PR #16749, opened 2022-11-21
i2pd: new port, C++ implementation of i2p

barracuda156:
#### Description

`i2pd`: https://i2pd.readthedocs.io/en/latest/

###### Type(s)

- [ ] bugfix
- [ ] enhancement
- [ ] security fix

###### Tested on

macOS 10.6
Xcode 3.2

###### Verification 
Have you

### DIFF
--- a/security/i2pd/Portfile
+++ b/security/i2pd/Portfile
@@ -1,0 +1,136 @@
+# -*- coding: utf-8; mode: tcl; tab-width: 4; indent-tabs-mode: nil; c-basic-offset: 4 -*- vim:fenc=utf-8:ft=tcl:et:sw=4:ts=4:sts=4
+
+PortSystem              1.0
+PortGroup               boost 1.0
+PortGroup               cmake 1.1
+PortGroup               github 1.0
+PortGroup               legacysupport 1.1
+PortGroup               openssl 1.0
+
+github.setup            PurpleI2P i2pd 2.44.0
+revision                0
+categories              security net
+maintainers             {@barracuda156 gmail.com:vital.had} {@catap korins.ky:kirill} openmaintainer
+license                 BSD
+description             End-to-End encrypted and anonymous Internet
+long_description        ${description}
+homepage                https://i2pd.website \
+                        https://i2pd.readthedocs.io
+checksums               rmd160  c7caf1c00ec99208af76f084fe9df523d368cebb \
+                        sha256  4feb50418dc484cf21612a18f7305000e19162af8f75d921e133e85c78afa854 \
+                        size    648654
+
+depends_lib-append      port:zlib
+
+patch.pre_args          -p1
+patchfiles-append       0001-i2pd.conf-adjust-for-MacPorts.patch
+
+set i2pddir             ${prefix}/var/db/${name}
+
+post-patch {
+    reinplace "s|@PREFIX@|${prefix}|g" \
+        ${worksrcpath}/contrib/i2pd.conf \
+        ${worksrcpath}/contrib/i2pd.logrotate
+    reinplace "s|@I2PDDIR@|${i2pddir}|g" ${worksrcpath}/contrib/i2pd.conf
+}
+
+set i2pduser            _i2pd
+add_users               ${i2pduser} group=${i2pduser} realname=I2PD\ user
+
+cmake.source_dir        ${worksrcpath}/build
+
+# Minimum required is C++11, C++17 used if supported.
+compiler.cxx_standard   2011
+
+# https://github.com/PurpleI2P/i2pd/issues/1798
+compiler.blacklist-append \
+                        {clang < 600}
+
+# These are defaults, but better have them explicit:
+configure.args-append   -DWITH_LIBRARY=ON \
+                        -DWITH_BINARY=ON \
+                        -DWITH_STATIC=OFF
+
+if {${build_arch} in [list ppc ppc64]} {
+    configure.args-append \
+                        -Dppc_support=TRUE \
+                        -DWITH_AESNI=OFF
+    # Temporary fix: use std::atomic in place of GCC builtins.
+    # See: https://gcc.gnu.org/bugzilla/show_bug.cgi?id=107590
+    # https://github.com/PurpleI2P/i2pd/issues/1726
+    # https://github.com/boostorg/smart_ptr/issues/105
+    configure.cxxflags-append \
+                        -DBOOST_SP_USE_STD_ATOMIC
+}
+
+post-destroot {
+    xinstall -d ${destroot}${prefix}/etc/${name}
+    foreach item {i2pd.conf subscriptions.txt tunnels.conf tunnels.d} {
+        move ${worksrcpath}/contrib/${item} ${destroot}${prefix}/etc/${name}/${item}.default
+    }
+
+    xinstall -d ${destroot}${prefix}/share/${name}
+    foreach item {i2pd.logrotate certificates} {
+        move ${worksrcpath}/contrib/${item} ${destroot}${prefix}/share/${name}
+    }
+
+    xinstall -d ${destroot}${prefix}/share/doc/${name}
+    xinstall -W ${worksrcpath} -m 0644 ChangeLog LICENSE README.md ${destroot}${prefix}/share/doc/${name}
+
+    xinstall -d ${destroot}${prefix}/var/log/${name}
+    xinstall -d ${destroot}${prefix}/var/run/${name}
+
+    xinstall -d ${destroot}${i2pddir}
+    ln -sf ${prefix}/share/${name}/certificates ${destroot}${i2pddir}/certificates
+    ln -sf ${prefix}/etc/${name}/tunnels.d ${destroot}${i2pddir}/tunnels.d
+    ln -sf ${prefix}/etc/${name}/i2pd.conf ${destroot}${i2pddir}/i2pd.conf
+    ln -sf ${prefix}/etc/${name}/subscriptions.txt ${destroot}${i2pddir}/subscriptions.txt
+    ln -sf ${prefix}/etc/${name}/tunnels.conf ${destroot}${i2pddir}/tunnels.conf
+}
+
+notes "
+i2pd status can be checked at: http://127.0.0.1:7070
+You may edit i2pd settings in ${prefix}/etc/i2pd
+See also: https://i2pd.readthedocs.io/en/latest/user-guide/configuration
+Re using i2pd with web-browser: https://github.com/PurpleI2P/i2pdbrowser
+"
+
+post-activate {
+    if {![file exists ${prefix}/etc/logrotate.d/i2pd] && [variant_isset logrotate]} {
+        xinstall -d ${destroot}${prefix}/etc/logrotate.d
+        copy ${prefix}/share/${name}/i2pd.logrotate ${prefix}/etc/logrotate.d/i2pd
+    }
+
+    foreach item {i2pd.conf subscriptions.txt tunnels.conf tunnels.d} {
+        if {![file exists ${prefix}/etc/${name}/${item}]} {
+            copy ${prefix}/etc/${name}/${item}.default ${prefix}/etc/${name}/${item}
+        }
+    }
+
+    fs-traverse item "${i2pddir} ${prefix}/var/log/${name} ${prefix}/var/run/${name}" {
+        file attributes ${item} -owner ${i2pduser} -group ${i2pduser}
+    }
+}
+
+startupitem.create      yes
+startupitem.user        ${i2pduser}
+startupitem.group       ${i2pduser}
+startupitem.executable  ${prefix}/bin/${name} --datadir=${i2pddir}
+startupitem.pidfile     clean ${prefix}/var/run/${name}/${name}.pid
+startupitem.logfile     ${prefix}/var/log/${name}/${name}.log
+
+destroot.keepdirs       ${destroot}${i2pddir} \
+                        ${destroot}${prefix}/var/run/${name} \
+                        ${destroot}${prefix}/var/log/${name}
+
+variant upnp description "Support for UPNP" {
+    depends_lib-append  port:miniupnpc
+    configure.args-append \
+                        -DWITH_UPNP=ON
+}
+
+variant logrotate description "Logrotate configuration" {
+    depends_run-append  port:logrotate
+}
+
+default_variants        +upnp +logrotate
--- a/security/i2pd/files/0001-i2pd.conf-adjust-for-MacPorts.patch
+++ b/security/i2pd/files/0001-i2pd.conf-adjust-for-MacPorts.patch
@@ -1,0 +1,47 @@
+From c9e23017bcbc2a35712c3e6739ff27176d51c3c6 Mon Sep 17 00:00:00 2001
+From: barracuda156 <vital.had@gmail.com>
+Date: Fri, 11 Nov 2022 07:48:10 +0800
+Subject: [PATCH] i2pd.conf: adjust for MacPorts
+
+---
+ contrib/i2pd.conf | 8 ++++----
+ 1 file changed, 4 insertions(+), 4 deletions(-)
+
+diff --git a/contrib/i2pd.conf b/contrib/i2pd.conf
+index d0a9e141..06be503e 100644
+--- a/contrib/i2pd.conf
++++ b/contrib/i2pd.conf
+@@ -8,19 +8,19 @@
+ 
+ ## Tunnels config file
+ ## Default: ~/.i2pd/tunnels.conf or /var/lib/i2pd/tunnels.conf
+-# tunconf = /var/lib/i2pd/tunnels.conf
++tunconf = @I2PDDIR@/tunnels.conf
+ 
+ ## Tunnels config files path
+ ## Use that path to store separated tunnels in different config files.
+ ## Default: ~/.i2pd/tunnels.d or /var/lib/i2pd/tunnels.d
+-# tunnelsdir = /var/lib/i2pd/tunnels.d
++tunnelsdir = @I2PDDIR@/tunnels.d
+ 
+ ## Path to certificates used for verifying .su3, families
+ ## Default: ~/.i2pd/certificates or /var/lib/i2pd/certificates
+-# certsdir = /var/lib/i2pd/certificates
++certsdir = @I2PDDIR@/certificates
+ 
+ ## Where to write pidfile (default: i2pd.pid, not used in Windows)
+-# pidfile = /run/i2pd.pid
++pidfile = @PREFIX@/var/run/i2pd/i2pd.pid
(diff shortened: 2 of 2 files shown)


barracuda156:
@i0ntempest Could you please review this?

catap:
I'm fine to be a co-maintaner for this port.

i0ntempest:
Looks fine to me, but that said I'm not a C++ expert

security/i2pd/Portfile
```diff
@@ -0,0 +1,164 @@
...
+    if {[file exists ${worksrcpath}/contrib/certificates]} {
+        xinstall -d ${destroot}${prefix}/share/${name}
+        copy ${worksrcpath}/contrib/certificates ${destroot}${prefix}/share/${name}
+    }
+    xinstall -d ${destroot}${prefix}/share/doc/${name}
+    foreach f {ChangeLog LICENSE Makefile.osx README.md} {
+        if {[file exists ${worksrcpath}/${f}]} {
+            xinstall -m 0644 ${worksrcpath}/${f} ${destroot}${prefix}/share/doc/${name}
+        }
+    }
```
ryandesign, line 89: Why wouldn't these files exist? Same question for the preceding ` foreach` blocks.

Assuming they exist, you can install them all at once with less code:

```suggestion
    xinstall -W ${worksrcpath} -m 0644 ChangeLog LICENSE Makefile.osx README.md \
        ${destroot}${prefix}/share/doc/${name}
```

Do you really want to copy a Makefile into the documentation directory? That's unusual.

security/i2pd/Portfile
```diff
@@ -0,0 +1,164 @@
...
+    configure.ldflags-append \
+                        "-ldl -lminiupnpc"
+}
+
+default_variants        +upnp
+
+depends_test-append     port:gmake
+
+test.run                yes
+test.target             all
```
catap, line 161: are you sure that target `all` is for test? I've expected here `check` or something like that.

security/i2pd/files/0002-util.cpp-do-not-use-pthread_setname_np-on-unsupporte.patch
```diff
@@ -0,0 +1,44 @@
...
+@@ -143,8 +146,15 @@ namespace util
+ 	}
+ 
+ 	void SetThreadName (const char *name) {
+-#if defined(__APPLE__) && !defined(__POWERPC__)
++#if defined(__APPLE__)
++# if (!defined(MAC_OS_X_VERSION_10_6) || \
++		(MAC_OS_X_VERSION_MAX_ALLOWED < 1060) || \
++		defined(__POWERPC__))
++		/* pthread_setname_np is not there on <10.6 and all PPC.
```
catap, line 34: Why not use legacysupport instead?

barracuda156: @catap I think it was tried and didn’t work. Also, that has been merged to upstream already. It is a temporary patch.

security/i2pd/Portfile
barracuda156: Gonna check that. Could be the case that I overlooked it.

security/i2pd/Portfile
```diff
@@ -0,0 +1,164 @@
...
+destroot.keepdirs       ${destroot}${i2pddir} \
+                        ${destroot}${prefix}/var/run/${name} \
+                        ${destroot}${prefix}/var/log/${name}
+
+variant upnp description "Support for UPNP" {
+    depends_lib-append  port:miniupnpc
+    configure.args-append \
+                        -DWITH_UPNP=ON
+    configure.ldflags-append \
+                        "-ldl -lminiupnpc"
```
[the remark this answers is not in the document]
barracuda156: @ryandesign Thank you! I will make corrections today as suggested.

barracuda156:
> Looks fine to me, but that said I'm not a C++ expert

@i0ntempest Let me make a few updates as suggested by @ryandesign above, and then should be good to merge.
I can confirm it is running both directly and via `port load` and status is seen in web console.

security/i2pd/Portfile
barracuda156: @ryandesign `Makefile.osx` is not necessary, of course. I thought to keep it simply because `i2pd` supports alternative build system. Can be dropped.

`file exists` condition is a safe-guard against a case when sources are modified and build gonna fail due to some file not existing or renamed. I have had such issues with other ports.
But also can be dropped, if undesirable.

security/i2pd/Portfile
catap: I've missed that you changed `test.dir`.

barracuda156: > I've missed that you changed `test.dir`.

Let me check if that actually works as supposed though :)

security/i2pd/Portfile
```diff
@@ -0,0 +1,164 @@
...
+    ln -sf ${prefix}/share/${name}/certificates ${i2pddir}/certificates
+    ln -sf ${prefix}/etc/${name}/tunnels.d ${i2pddir}/tunnels.d
+    ln -sf ${prefix}/etc/${name}/i2pd.conf ${i2pddir}/i2pd.conf
+    ln -sf ${prefix}/etc/${name}/subscriptions.txt ${i2pddir}/subscriptions.txt
+    ln -sf ${prefix}/etc/${name}/tunnels.conf ${i2pddir}/tunnels.conf
+}
+
+startupitem.create      yes
+# Option --service has no effect on macOS: https://i2pd.readthedocs.io/en/latest/user-guide/configuration
+startupitem.executable  ${prefix}/bin/i2pd --datadir=${i2pddir} --conf=${i2pddir}/i2pd.conf --certsdir=${i2pddir}/certificates --tunconf=${i2pddir}/tunnels.conf --log=${prefix}/var/log/${name} --daemon
```
catap, line 142:
```suggestion
startupitem.executable  ${prefix}/bin/i2pd \
                        --datadir=${i2pddir} \
                        --conf=${i2pddir}/i2pd.conf \
                        --certsdir=${i2pddir}/certificates \
                        --tunconf=${i2pddir}/tunnels.conf \
                        --log=${prefix}/var/log/${name} \
                        --bob.enabled=true \
                        --i2cp.enabled=true \
                        --daemon
```

security/i2pd/Portfile
```diff
@@ -0,0 +1,164 @@
...
+            copy ${prefix}/etc/${name}/${f} ${destroot}${prefix}/etc/${name}/${f}.mp_backup
+            file attributes ${destroot}${prefix}/etc/${name}/${f}.mp_backup -owner ${i2puser} -group ${i2puser} -permissions 0664
+        }
+    }
+}
+
+post-install {
+    ui_msg "******************************************************"
+    ui_msg "*"
+    ui_msg "* i2pd status can be checked on: https://127.0.0.1:7070"
```
catap, line 103:
```suggestion
    ui_msg "* i2pd status can be checked on: http://127.0.0.1:7070"
```

security/i2pd/Portfile
catap: Future, `port unload` doesn't work. Seems that `--daemon` here is not required.

Also, I suggest to create a dedicated user because running it under `root` isn't good idea to be honest.

security/i2pd/files/0002-util.cpp-do-not-use-pthread_setname_np-on-unsupporte.patch
barracuda156: @catap By the way, we can drop PPC patches now, updating to 2.44.0: https://github.com/PurpleI2P/i2pd/blob/openssl/ChangeLog

security/i2pd/Portfile
barracuda156: @catap Gimme a sec, I will update this and a correction above.

Could you please take a look how to enable tests properly?

security/i2pd/Portfile
barracuda156: > Future, `port unload` doesn't work. Seems that `--daemon` here is not required.
> 
> Also, I suggest to create a dedicated user because running it under `root` isn't good idea to be honest.

User is created above, see the portfile.
What we need then is load it under that user, if it is not done automatically.

Stopping the daemon: `kill -INT $( cat /var/run/i2pd/i2pd.pid )` https://i2pd.readthedocs.io/en/latest/user-guide/run/. I thought MacPorts takes care of executable-type daemons automatically, and `startupitem.stop` is not needed.

barracuda156:
@catap I gonna update to 2.44.0 once the build finishes, drop PPC patches (merged to upstream) and make changes that you are Ryan suggested above.

What is needed still:
– fix unloading of the daemon;
– make tests actually being built and used, given we use CMake system.

security/i2pd/Portfile
```diff
@@ -0,0 +1,164 @@
...
+}
+
+default_variants        +upnp
+
+depends_test-append     port:gmake
+
+test.run                yes
+test.target             all
+test.dir                ${workpath}/test
+test.env-append         CXX="${configure.cxx} [get_canonical_archflags cxx]"
```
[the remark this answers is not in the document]
barracuda156: These has to be fixed properly, I will do it today. Other corrections you have suggested are done.

barracuda156:
@catap Hmm, now after we added `sudo -u ${i2puser}` to `startupitem.executable`, the process loads under `_i2p` user, however webconsole is not reachable :(
Removing `--daemon` from list of flags breaks the daemon: it starts and quits straightaway.

If we cannot fix it with `startupitem.executable`, another option is going back to old `script` way of managing a daemon.

security/i2pd/Portfile
barracuda156: Now (after the rebase) `port unload` works for me (and `--daemon` option _is_ needed), however webconsole access got broken.

security/i2pd/Portfile
```diff
@@ -0,0 +1,153 @@
...
+# Option --service has no effect on macOS: https://i2pd.readthedocs.io/en/latest/user-guide/configuration
+startupitem.executable  sudo -u ${i2puser} ${prefix}/bin/i2pd \
+                        --datadir=${i2pddir} \
+                        --conf=${i2pddir}/i2pd.conf \
+                        --certsdir=${i2pddir}/certificates \
+                        --tunconf=${i2pddir}/tunnels.conf \
+                        --log=${prefix}/var/log/${name} \
+                        --bob.enabled=true \
+                        --i2cp.enabled=true \
+                        --daemon
```
catap, line 139:
```suggestion
startupitem.create      yes
startupitem.user        ${i2puser}
startupitem.group       ${i2puser}
# Option --service has no effect on macOS: https://i2pd.readthedocs.io/en/latest/user-guide/configuration
startupitem.executable  ${prefix}/bin/i2pd \
                        --datadir=${i2pddir} \
                        --conf=${i2pddir}/i2pd.conf \
                        --certsdir=${i2pddir}/certificates \
                        --tunconf=${i2pddir}/tunnels.conf \
                        --log=${prefix}/var/log/${name} \
                        --bob.enabled=true \
                        --i2cp.enabled=true \
                        --daemon
startupitem.pidfile     auto ${prefix}/var/run/${name}/i2pd.pid
startupitem.logfile     ${destroot}${prefix}/var/log/${name}/daemon.log
startupitem.logevents   yes
```

I suggest to read "docs" for startupitem: https://github.com/macports/macports-base/blob/master/src/port1.0/portstartupitem.tcl :)

I not sure that I've pointed the right log file (it should be different one), and not sure about pid file and its behaviour, but you should get an idea :)

barracuda156: I actually had those earlier, but decided to minimize the code. `pid` and `log` are specified in `conf` file. But let me try to add these back.

catap: @barracuda156 `pid` and `log` are specified in `i2pd` config, here I've specified them for `startupitem`. Log should allow to debug it (right now all logs from startupitem is going to `/dev/null`) and pid should fix unload issue (I hope)

barracuda156:
@catap Rebased with latest changes. Loading and unloading looks fine. Processes do run under `_i2p` user.
Two questions remaining:

1. Webconsole is not accessible now, even though the daemon runs. Something got broken in the process of fixing (I could access it before) or it is a consequence of setting a dedicated user? _We probably want webconsole to be accessible._
2. If we want tests, I guess target has to be written from scratch?

security/i2pd/Portfile
```diff
@@ -0,0 +1,159 @@
...
+
+# These are defaults, but better have them explicit:
+configure.args-append   -DWITH_LIBRARY=ON \
+                        -DWITH_BINARY=ON \
+                        -DWITH_STATIC=OFF
+
+# See Makefile.osx
+configure.ldflags-append \
+                        -lz -lcrypto -lpthread \
+                        -dead_strip -dead_strip_dylibs -bind_at_load
```
catap, line 55: You don't need it since you'd migrated to cmake.

```suggestion
```

security/i2pd/Portfile
```diff
@@ -0,0 +1,159 @@
...
+destroot.keepdirs       ${destroot}${i2pddir} \
+                        ${destroot}${prefix}/var/run/${name} \
+                        ${destroot}${prefix}/var/log/${name}
+
+variant upnp description "Support for UPNP" {
+    depends_lib-append  port:miniupnpc
+    configure.args-append \
+                        -DWITH_UPNP=ON
+    configure.ldflags-append \
+                        -ldl -lminiupnpc
```
catap, line 156: You don't need also it since you'd migrated to cmake.

```suggestion
```

catap (changes requested):
BTW `sudo port load i2pd` doesn't work anymore :( I can't find the process.

catap:
@barracuda156 I've made a push that fixes this port: https://github.com/catap/macports-ports/tree/i2pd ; feel free to squash my commit into your.

I suggest to remove `db`, `run` and `log` before you try the updated version.

On my machine it creates a user and `port load i2pd` runs a services, and `port unload i2pd` kills it.

barracuda156:
> @barracuda156 I've made a push that fixes this port: https://github.com/catap/macports-ports/tree/i2pd ; feel free to squash my commit into your.
> 
> 
> 
> I suggest to remove `db`, `run` and `log` before you try the updated version.
> 
> 
> 
> On my machine it creates a user and `port load i2pd` runs a services, and `port unload i2pd` kills it.

@catap I suspect it did not work for you because conf was backed up and re-used. On my machine load and unload were working.
But I will try the updated version.

Upstream confirmed there is no CMake support for tests. We have to make it. Anyway, I will try today, if it works, gonna add here and submit PR to upstream along.

barracuda156:
@catap Provisionally I have fixed tests. Right now all pass but one (`test-blinding` fails with SIGTRAP).

security/i2pd/files/0001-i2pd.conf-adjust-for-MacPorts.patch
```diff
@@ -0,0 +1,52 @@
...
+ ##  * file - log entries to a file
+ ##  * syslog - use syslog, see man 3 syslog
+-# log = file
++log = file
+ ## Path to logfile (default - autodetect)
+-# logfile = /var/log/i2pd/i2pd.log
++logfile = @PREFIX@/var/log/i2pd/i2pd.log
+ ## Log messages above this level (debug, info, *warn, error, none)
+ ## If you set it to none, logging will be disabled
+ # loglevel = warn
```
catap, line 49: Let remove remove this chunk?

Right now startupitem has log, and redirects all output to the log file. Why not use it instead?

security/i2pd/Portfile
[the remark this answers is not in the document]
barracuda156: Irrelevant now, this did not work, I have re-written test implementation from scratch.

barracuda156:
@catap Could you try tests on your end?

catap:
@barracuda156 tested, it works. I've pushed small polish around startupscript into https://github.com/catap/macports-ports/tree/i2pd — feel free to include it.

The only things that seems wired for me is specific variant for testing.

Maybe keep tests disabled until upstream doesn't merge your PR with cmake-based tests? It makes port file cleaner, and keep used patch much simpler :)

barracuda156:
> @barracuda156 tested, it works. I've pushed small polish around startupscript into https://github.com/catap/macports-ports/tree/i2pd — feel free to include it.

@catap Great!

> The only things that seems wired for me is specific variant for testing.
> Maybe keep tests disabled until upstream doesn't merge your PR with cmake-based tests? It makes port file cleaner, and keep used patch much simpler :)

I do not really insist on adding tests right now, but regardless of upstream merging it or not, we would not want to build tests unless a user ask for that, would we?

catap:
Anyway, it produces a lot of logs and I feel that installing logrotate is mandatory :(

barracuda156:
> Anyway, it produces a lot of warn-level logs and I feel that installing logrotate is mandatory :( Like this one:

@catap If you could commit a needed change to your tree, I gonna pull that over and rebase.

catap:
> @catap If you could commit a needed change to your tree, I gonna pull that over and rebase.

It's done!

security/i2pd/Portfile
```diff
@@ -0,0 +1,166 @@
...
+                copy ${prefix}/etc/${name}/${f}.mp_backup ${prefix}/etc/${name}/${f}
+            } else {
+                copy ${prefix}/etc/${name}/${f}.new ${prefix}/etc/${name}/${f}
+            }
+            file attributes ${prefix}/etc/${name}/${f} -owner ${i2pduser} -group ${i2pduser} -permissions 0644
+        }
+    }
+
+    if {![file exists ${i2pddir}]} {
+        xinstall -m 0644 -d ${i2pddir}
```
catap, line 132:
```suggestion
        xinstall -m 0755 -d ${i2pddir}
```

security/i2pd/Portfile
```diff
@@ -0,0 +1,166 @@
...
+    }
```
catap, line 133:
```suggestion
    # restore conf files
    foreach f {i2pd.conf subscriptions.txt tunnels.conf tunnels.d} {
        set item ${prefix}/etc/${name}/${f}
        if {![file exists ${item}]} {
            if {[file exists ${item}.mp_backup]} {
                copy ${item}.mp_backup ${item}
            } else {
                copy ${item}.new ${item}
            }
            if {[file isdirectory ${item}]} {
                file attributes ${item} -owner ${i2pduser} -group ${i2pduser} -permissions 0755
            } elseif {[file isfile ${item}]} {
                file attributes ${item} -owner ${i2pduser} -group ${i2pduser} -permissions 0644
            }
        }
    }

    xinstall -d ${i2pddir}

```

barracuda156: Changed this!

barracuda156:
@catap @i0ntempest @ryandesign I guess we are ready with this port.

___

**AIM OF THE EXERCISE:** Copy each line holding "thought" from the material above.

**ANSWER BOX:**
barracuda156: @ryandesign `Makefile.osx` is not necessary, of course. I thought to keep it simply because `i2pd` supports alternative build system. Can be dropped.
Stopping the daemon: `kill -INT $( cat /var/run/i2pd/i2pd.pid )` https://i2pd.readthedocs.io/en/latest/user-guide/run/. I thought MacPorts takes care of executable-type daemons automatically, and `startupitem.stop` is not needed.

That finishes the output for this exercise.